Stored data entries
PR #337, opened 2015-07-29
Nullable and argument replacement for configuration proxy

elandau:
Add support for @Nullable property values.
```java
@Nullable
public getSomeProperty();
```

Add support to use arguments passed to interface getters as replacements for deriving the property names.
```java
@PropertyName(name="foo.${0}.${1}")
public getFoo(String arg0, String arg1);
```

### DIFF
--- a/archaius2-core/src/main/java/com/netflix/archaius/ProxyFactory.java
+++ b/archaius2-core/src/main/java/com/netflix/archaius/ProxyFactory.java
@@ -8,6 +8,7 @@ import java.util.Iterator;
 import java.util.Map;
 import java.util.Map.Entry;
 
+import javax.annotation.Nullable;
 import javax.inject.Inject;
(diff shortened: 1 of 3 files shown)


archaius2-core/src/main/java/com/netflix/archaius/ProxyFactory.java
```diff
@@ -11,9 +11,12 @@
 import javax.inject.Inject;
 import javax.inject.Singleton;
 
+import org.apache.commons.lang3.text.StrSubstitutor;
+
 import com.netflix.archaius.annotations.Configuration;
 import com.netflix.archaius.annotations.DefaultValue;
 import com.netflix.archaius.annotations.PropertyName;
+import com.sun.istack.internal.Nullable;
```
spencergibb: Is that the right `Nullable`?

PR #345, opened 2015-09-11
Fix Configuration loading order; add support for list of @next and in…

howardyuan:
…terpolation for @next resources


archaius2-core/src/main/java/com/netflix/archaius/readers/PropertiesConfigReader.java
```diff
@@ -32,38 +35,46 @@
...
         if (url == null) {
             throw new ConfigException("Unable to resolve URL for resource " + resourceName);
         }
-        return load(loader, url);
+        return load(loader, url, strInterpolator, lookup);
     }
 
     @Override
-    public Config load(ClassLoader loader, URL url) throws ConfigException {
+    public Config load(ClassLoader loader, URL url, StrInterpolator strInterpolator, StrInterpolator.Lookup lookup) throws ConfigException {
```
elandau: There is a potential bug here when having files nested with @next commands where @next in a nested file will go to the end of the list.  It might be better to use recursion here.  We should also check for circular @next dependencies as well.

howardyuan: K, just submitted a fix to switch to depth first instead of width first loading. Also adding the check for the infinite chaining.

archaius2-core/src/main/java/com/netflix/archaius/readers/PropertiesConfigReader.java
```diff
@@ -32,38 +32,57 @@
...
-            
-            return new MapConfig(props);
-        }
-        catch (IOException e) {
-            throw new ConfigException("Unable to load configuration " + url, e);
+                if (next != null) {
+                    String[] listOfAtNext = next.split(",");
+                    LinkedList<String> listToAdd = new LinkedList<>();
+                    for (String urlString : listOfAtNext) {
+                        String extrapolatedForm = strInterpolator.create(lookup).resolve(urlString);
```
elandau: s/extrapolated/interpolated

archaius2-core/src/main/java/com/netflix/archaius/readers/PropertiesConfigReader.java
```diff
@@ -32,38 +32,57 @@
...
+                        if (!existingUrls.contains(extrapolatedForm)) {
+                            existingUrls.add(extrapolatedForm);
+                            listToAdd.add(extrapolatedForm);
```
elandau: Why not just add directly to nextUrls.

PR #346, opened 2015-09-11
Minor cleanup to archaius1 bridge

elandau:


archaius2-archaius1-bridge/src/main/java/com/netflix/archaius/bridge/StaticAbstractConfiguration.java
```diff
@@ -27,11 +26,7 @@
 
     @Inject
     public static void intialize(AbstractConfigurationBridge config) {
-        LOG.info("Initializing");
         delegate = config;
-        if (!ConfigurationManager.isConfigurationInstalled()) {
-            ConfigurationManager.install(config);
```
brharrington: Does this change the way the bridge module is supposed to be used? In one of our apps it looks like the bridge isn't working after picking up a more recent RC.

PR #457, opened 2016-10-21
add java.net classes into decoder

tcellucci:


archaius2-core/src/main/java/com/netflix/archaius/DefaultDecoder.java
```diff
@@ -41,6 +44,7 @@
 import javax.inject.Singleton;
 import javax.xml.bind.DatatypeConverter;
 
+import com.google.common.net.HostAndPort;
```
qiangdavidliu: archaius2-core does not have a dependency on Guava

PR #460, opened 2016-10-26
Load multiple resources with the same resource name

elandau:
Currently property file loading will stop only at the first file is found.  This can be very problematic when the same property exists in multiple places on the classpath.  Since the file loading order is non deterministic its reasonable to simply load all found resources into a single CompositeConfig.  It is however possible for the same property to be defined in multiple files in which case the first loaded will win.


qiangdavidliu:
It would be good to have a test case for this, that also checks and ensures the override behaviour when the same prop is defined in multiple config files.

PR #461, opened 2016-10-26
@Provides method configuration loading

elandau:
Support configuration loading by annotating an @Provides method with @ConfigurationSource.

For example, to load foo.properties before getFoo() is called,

» **THE PROBLEM**
The required output is each line of the entries that contains the word "urlString".

» **PROBLEM SOLUTION**
+                    for (String urlString : listOfAtNext) {
+                        String extrapolatedForm = strInterpolator.create(lookup).resolve(urlString);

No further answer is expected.